Restaurateurs are against the exclusive approach and lack of competition

Another restaurateur believes in the existence of a competitive environment, and in his opinion, only with a competitive procedure, both restaurants and their customers can receive better services:

A group should not be able to create a monopoly and practice slavery. It is natural that we like to create a competitive atmosphere. With this, we can have competitive fees and the customer can use the benefits and services of different platforms. But at the moment Snapfood is more powerful and nothing can be done.

Another restaurateur also objects to this procedure and believes that every restaurant should have the right to choose the platform that offers better services and helps to increase its sales among its different platforms:

If Snapfood says that it is our business partner and takes a percentage of the number of fishes that we make, it should not hit me as a partner. What difference does it make which platform I work with? This monopoly should be removed to cooperate with wherever we wish. Different platforms give points to their customers, and I, the restaurant owner, want to use these points to increase the number of my receipts and outputs.

Another restaurant owner also says that if the platforms are strong and can help more sales, the existence of more platforms will benefit the restaurants and it will be welcomed:

If there is a collection that increases our sales, gives good options and has a good courier, we are definitely willing to work with them along with Snapfood. Therefore, I am opposed to this monopoly on special Snap contracts. But if a platform is weak and does not have good services, it cannot compete, and cooperating with such a place is also to our detriment.

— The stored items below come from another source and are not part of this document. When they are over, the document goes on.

PR #229, opened 2019-10-05
fixed inner_solve

meleg:
Edited  `inner_solver` according to the discussions in #228

### DIFF
--- a/test/inner_solves.jl
+++ b/test/inner_solves.jl
@@ -23,20 +23,21 @@ Random.seed!(0);
 
     logger=ErrorLogger(1,100,0);
     λv,V = inner_solve(DefaultInnerSolver(), ComplexF64, pnep; λv=[0.0,1.0] .+ 0im, neigs=3, V=ones(k, 2), tol=eps()*100, inner_logger=logger)
-    verify_lambdas(2, pnep, λv, V, eps()*500)
+    verify_lambdas(3, pnep, λv, V,eps()*10000)
     E=logger.errs[:,1]; E=E[(!isnan).(E)];
-    @test length(E) > 5 #Has done more than 5 iterations
-    @test E[end] < eps()*500 # Error measure fulfills stopping criteria
+    # THE FOLLOWING TWO TESTS ARE DISABLED: TO FIX
+    #@test length(E) > 5 #Has done more than 5 iterations
+    #@test E[end] <eps()*10000 # Error measure fulfills stopping criteria
 
     logger=ErrorLogger(1,100,0);
     λv,V = inner_solve(NewtonInnerSolver(), ComplexF64, pnep; λv=[0.0,1.0] .+ 0im, V=ones(k, 2), tol=eps()*100, inner_logger=logger)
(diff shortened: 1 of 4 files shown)


test/inner_solves.jl
```diff
@@ -23,20 +23,21 @@ Random.seed!(0);
...
     logger=ErrorLogger(1,100,0);
     λv,V = inner_solve(DefaultInnerSolver(), ComplexF64, pnep; λv=[0.0,1.0] .+ 0im, neigs=3, V=ones(k, 2), tol=eps()*100, inner_logger=logger)
-    verify_lambdas(2, pnep, λv, V, eps()*500)
+    verify_lambdas(3, pnep, λv, V,eps()*10000)
     E=logger.errs[:,1]; E=E[(!isnan).(E)];
-    @test length(E) > 5 #Has done more than 5 iterations
-    @test E[end] < eps()*500 # Error measure fulfills stopping criteria
+    # THE FOLLOWING TWO TESTS ARE DISABLED: TO FIX
+    #@test length(E) > 5 #Has done more than 5 iterations
+    #@test E[end] <eps()*10000 # Error measure fulfills stopping criteria
```
meleg: @jarlebring these tests did not pass and I am not sure I know how to fix them.

jarlebring: Actually, I think @eringh wrote those tests: abf771c1268cf9bda010a27ae5d5d791d682d22b. Since the Default for PEP should be a companion matrix, there are no iterations so these should probably be removed.

jarlebring:
All fine. For me the test for ErrorLogger + DefaultInnerSolver  can be removed / replaced.

test/inner_solves.jl
eringh: The nep we test it on is a projected `DEP`. What happened before was the Newton was used as inner solver (which just proves the point of the bug). Now instead IAR_Cheb is called (that is also visible in the fact that we now find 3 eigenvalues).

To reflect that the call in line 25 should maybe be changed to
`λv,V = inner_solve(DefaultInnerSolver(), ComplexF64, pnep; σ=0.0+0im, neigs=3, inner_logger=logger)`
since `λv` and `V` are just discraded by the inner solver anyways.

Competing platforms can succeed in filing a lawsuit by providing convincing documentation about Snapfood’s monopoly

“All businesses tend to work with different options, and if it’s possible, we definitely do that.” This is a sentence that one of the restaurateurs says at the end of the conversation to emphasize the importance of competition and multiple options. An issue that is objected to by Snapfood’s competing platforms and restaurants that want to operate in the context of online food ordering.

Mohammad Jaafar Nanakar, an expert in cyber law, says that both the restaurant owner and competing platforms can file a complaint against this procedure, but he believes that: “In principle, filing a lawsuit by the platforms will be more successful because the restaurant owner is aware of the existence of this clause in the contract and it has signed

Of course, Nanakar notes that the outcome of Tapsi’s complaint against Snapfood “depends on the size of the market and the number of these types of contracts.” According to him, Tapsi or any other competing platform should provide valid documentation to prove that the competition in this market has been overshadowed. Nanakar also adds that “the process of dealing with these types of claims in the Competition Council is complicated and many different elements are checked to see if a right has been lost or not.” Therefore, we probably have to wait for the process of this case for a while before the final verdict is issued.